((
PR #1984, opened 2024-08-08
refactor(frontend): rename potentially risky stores

AntonioVentilii-DFINITY:
# Motivation

As suggestion and to be more aware of the code dependencies, we rename a few stores with the suffix `_POTENTIAL_RE_RENDER` to be conscious that they are mixing stores (tokens+network+balance+exchanges) and which potentially can imply quite some re-render.

The stores/deriveds renamed are:

- `sortedTokens`
- `enabledNetworkTokensUi`
- `sortedNetworkTokensUi`


peterpeterparker (commented):
The issue is not really a potential re-render, as all stores, by definition, re-render.

The problem we faced was an infinite loop of death.

Should we maybe highlight the fact that these stores are composed of multiple stores with various types of information, like `combined` or better naming?

Perhaps we can use naming conventions as follows:

```
src/stores => `somethingStore`
src/dervices => `somethingDerived` and `somethingCombined`
```

WDYT? A bit verbose, better idea welcome.

AntonioVentilii-DFINITY:
I like it, but maybe we can just add the "Combined" and avoid it for stores and for "normal" derived. For store in general, I would avoid: it is even a different type and for sure it cannot be combined. But for normal derived, no strong opinion.

As per naming: "combined" seems a good word (or "aggregated"). What do you think of having it after the "_"? I know it is not proper snake-case, but at least it is visually impactful (and it does not mix with the rest of the name).

peterpeterparker:
> Understood, but maybe we can just add the "Combined" and avoid it for stores and for "normal" derived.

It makes sense, works for me.

>  What do you think of having it after the "_"? I know it is not proper snake-case, but at least it is visually impactful

Not sure a snake-case separator makes that a difference. Personnally would avoid it but, not a strong opiniong

> combined

`somethingCombined` or `combinedSomething`?

AntonioVentilii-DFINITY:
what about a more verbose:

`combinedDerivedSomething`

peterpeterparker:
Sounds good!

peterpeterparker (approved):
LGTM, thanks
))
→ Work task
The entries need to be set down again in full, with no word changed.

→ Finished exercise
PR #1984, opened 2024-08-08
refactor(frontend): rename potentially risky stores

AntonioVentilii-DFINITY:
# Motivation

As suggestion and to be more aware of the code dependencies, we rename a few stores with the suffix `_POTENTIAL_RE_RENDER` to be conscious that they are mixing stores (tokens+network+balance+exchanges) and which potentially can imply quite some re-render.

The stores/deriveds renamed are:

- `sortedTokens`
- `enabledNetworkTokensUi`
- `sortedNetworkTokensUi`


peterpeterparker (commented):
The issue is not really a potential re-render, as all stores, by definition, re-render.

The problem we faced was an infinite loop of death.

Should we maybe highlight the fact that these stores are composed of multiple stores with various types of information, like `combined` or better naming?

Perhaps we can use naming conventions as follows:

```
src/stores => `somethingStore`
src/dervices => `somethingDerived` and `somethingCombined`
```

WDYT? A bit verbose, better idea welcome.

AntonioVentilii-DFINITY:
I like it, but maybe we can just add the "Combined" and avoid it for stores and for "normal" derived. For store in general, I would avoid: it is even a different type and for sure it cannot be combined. But for normal derived, no strong opinion.

As per naming: "combined" seems a good word (or "aggregated"). What do you think of having it after the "_"? I know it is not proper snake-case, but at least it is visually impactful (and it does not mix with the rest of the name).

peterpeterparker:
> Understood, but maybe we can just add the "Combined" and avoid it for stores and for "normal" derived.

It makes sense, works for me.

>  What do you think of having it after the "_"? I know it is not proper snake-case, but at least it is visually impactful

Not sure a snake-case separator makes that a difference. Personnally would avoid it but, not a strong opiniong

> combined

`somethingCombined` or `combinedSomething`?

AntonioVentilii-DFINITY:
what about a more verbose:

`combinedDerivedSomething`

peterpeterparker:
Sounds good!

peterpeterparker (approved):
LGTM, thanks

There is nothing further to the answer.